Fishing in the same talent pool will not increase our labour force. We need to attract a new cohort to our industry. To do that we need to tell a better story – a compelling story about the positive impact that we have and how our industry is changing and modernising.
The good news is that when we do bring it to the attention of young people, many are attracted by the work that we do. MOBIE runs design challenges and workshops to introduce young people to the built environment and its role in delivering high quality homes, great places and sustainable communities. We have a growing number of challenge entrants with no built environment background who go on to study a built environment discipline at college or university or join the industry because they like what they see. They appreciate the positive impact that we have on people’s lives and our role in mitigating and adapting to climate change (nearly 40% of carbon emissions come from the built environment). It is not that young people don’t want to work in our industry, rather they don’t know about the built environment and the range of jobs available.
There is great talent out there just waiting to be engaged. If we can engage them, they will be inspired. Our most recent Design Future London design challenge with the Mayor of London engaged with hundreds of young Londoners who came up with an amazing range of design interventions to solve a problem in their local area using built environment solutions [https://storymaps.arcgis.com/collections/ec5b5490da0845bf836c3b74a81ee572].
Many in the industry do engage with young people, but it is often piecemeal, there is no common narrative and the engagement is not always sustained. We need a common built environment narrative that promotes our growing digital competencies, new technologies and approaches and sustainable building, alongside more ‘traditional’ elements of construction. We need to simplify the range of roles and disciplines to make them more understandable and we need to clearly show routes to those roles.
Most importantly, the scale of the challenge means that we must work together to find the workers that we need – there is no time for rivalries between different built environment professions nor different companies. This demands a collective effort. It’s all hands to the pump!

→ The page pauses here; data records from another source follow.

PR #5842, opened 2026-07-06
Content scanning view for reply preview

Velin92:
This PR allows also for the reply details to be scanned and show a failed state.


ElementX/Sources/Other/SwiftUI/Views/ContentScanningView.swift
```diff
@@ -43,6 +43,7 @@ struct ContentScanningView<SafeContent: View, ScanningContent: View, UnsafeConte
     
     private let contentScannerService: ContentScannerServiceProtocol?
     private let mediaSource: MediaSourceProxy?
+    private let shouldReportFailure: Bool
```
pixlwave: Nice trick! From an API perspective, I'm wondering if this could be called something more understandable like `isSelfContained`/`isSelfContainedMedia`/`isNestedMedia` or the inverse `isMainBubbleContent`. That way you don't really need to know what reporting a failure means.

ElementX/Sources/Screens/Timeline/View/Replies/TimelineReplyView.swift
```diff
@@ -189,8 +222,51 @@ struct TimelineReplyView: View {
...
+            .background {
+                ZStack {
+                    backgroundShape.fill(backgroundColor)
+                    backgroundShape.stroke(borderColor)
+                }
+            }
+    }
+}
+
+private extension View {
```
pixlwave: Given this whole thing is private we could probably just use the modifier directly rather than having the dedicated view extension, I don't think it adds much.

ElementX/Sources/Screens/Timeline/View/Replies/TimelineReplyView.swift
```diff
@@ -189,8 +222,51 @@ struct TimelineReplyView: View {
...
+private struct RoundedCardModifier: ViewModifier {
+    var cornerRadius: CGFloat = 12
+    var padding: CGFloat = 12
+    var maxWidth: CGFloat?
+    let backgroundColor: Color
+    let borderColor: Color
+    
+    private var backgroundShape: RoundedRectangle {
+        RoundedRectangle(cornerRadius: cornerRadius)
+    }
```
pixlwave: I might be missing something here, but as far as I can tell the corner radius doesn't need to be parameterised at all?

```suggestion
    var padding: CGFloat = 12
    var maxWidth: CGFloat?
    let backgroundColor: Color
    let borderColor: Color
    
    let backgroundShape = RoundedRectangle(cornerRadius: 8)
```

ElementX/Sources/Screens/Timeline/View/Replies/TimelineReplyView.swift
```diff
@@ -189,8 +222,51 @@ struct TimelineReplyView: View {
     }
 }
 
+/// Styles a view as a rounded card with a background fill and a border.
+private struct RoundedCardModifier: ViewModifier {
```
pixlwave: The `Card` name feels weird here to me. Generally you have a collection of cards, this is just a view being embedded within another one.

ElementX/Sources/Screens/Timeline/View/Replies/TimelineReplyView.swift
```diff
@@ -15,23 +15,56 @@ enum TimelineReplyViewPlacement {
...
-            .frame(maxWidth: maxWidth, alignment: .leading)
-            .padding(4.0)
-            .background {
-                ZStack {
-                    backgroundShape.fill(.compound.bgCanvasDefault)
-                    backgroundShape.stroke(.compound.separatorPrimary)
-                }
-            }
+        // The failure isn't reported up the view hierarchy as it should only affect
+        // the reply preview and not the whole bubble of the reply itself.
```
pixlwave: With the right parameter name we wouldn't need this comment.

pixlwave (approved):
LGTM, just some small thoughts inline.

ElementX/Sources/Screens/Timeline/View/Replies/TimelineReplyView.swift
Velin92: I just don't like direct modifiers they are bit non-idiomatic... I just like the syntactic sugar of them.

pixlwave: Tbh, I don't think we even need the modifier if you'd rather go that way… The entire formatting code could go directly in the view extension for this one? That would remove the ceremony of defining all the parameters twice.

ElementX/Sources/Other/SwiftUI/Views/ContentScanningView.swift
Velin92: the thing is that this will also be reused in the media browser where there is not actually a bubble, so I would keep the `shouldReportFailure` or at most the `shouldReportFailurePreference` name

PR #5843, opened 2026-07-06
Swift format enforce isEmpty rule

Velin92:
a new rule has been added

### DIFF
--- a/Dangerfile.swift
+++ b/Dangerfile.swift
@@ -25,7 +25,7 @@ if danger.github.pullRequest.body?.isEmpty ?? true {
 }
 
 /// Check for screenshots on view changes
-let hasChangedViews = !editedFiles.filter { $0.lowercased().contains("/view") }.isEmpty
+let hasChangedViews = editedFiles.contains(where: { $0.lowercased().contains("/view") })
 if hasChangedViews {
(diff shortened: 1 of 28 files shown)


ElementX/Sources/Screens/RoomScreen/ComposerToolbar/View/MessageComposerTextField.swift
```diff
@@ -279,7 +279,7 @@ private class ElementTextView: UITextView, PillAttachmentViewProviderDelegate {
             return false
         }
         
-        return UIPasteboard.general.itemProviders.filter { !$0.isSupportedForPasteOrDrop }.isEmpty
+        return !UIPasteboard.general.itemProviders.contains(where: { !$0.isSupportedForPasteOrDrop })
```
pixlwave: I think we want to resolve that Trailing Closure Violation warning.

Dangerfile.swift
pixlwave, line 1: I think this one can use trailing closures too, even if there isn't a warning.

ElementX.xcodeproj/xcshareddata/xcschemes/PreviewTests.xcscheme
pixlwave, line 1: Is this intentionally committed?

pixlwave (approved):

PR #5847, opened 2026-07-07
Scanning states for the media events timeline screen

Velin92:
This PR adds a scanning and a failure state for the elements of the MediaEventsTimeline, precisely for images and videos (since files audio and voice messages, will reuse the existing implementation). Here however it needs to be pointed out that for files, audio, images and videos in these views, we are for now allowing the tap actions, and the reason is that this opens up a scrollable preview of the elements, which in turn will display an error state when an unsafe file is displayed (so the download prevention is still happening, and we have an extra error state view in the preview), so that it's still possible to swipe between the elements in order, but prevent the download of such elements. However this last bit of the feature will be implemented in the next PR. Will however double check with design if we intend to prevent the tap altogether or not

Now that the need to build more housing is finally receiving the political attention it deserves, we cannot afford for the aspirations of the various parties to build more homes to fail due to insufficient workers. It’s time for industry to step up to the plate, to act collectively to ensure that young people know about our amazing sector and to provide them with the skills they will need to shape our future built environment. MOBIE is ready to play its part, are you?
Ultimately, MOBIE wants young people to be part of a generational shift that helps us deliver our future homes and built environment – high quality, green, adaptable homes that promote wellbeing and are amazing spaces to live in.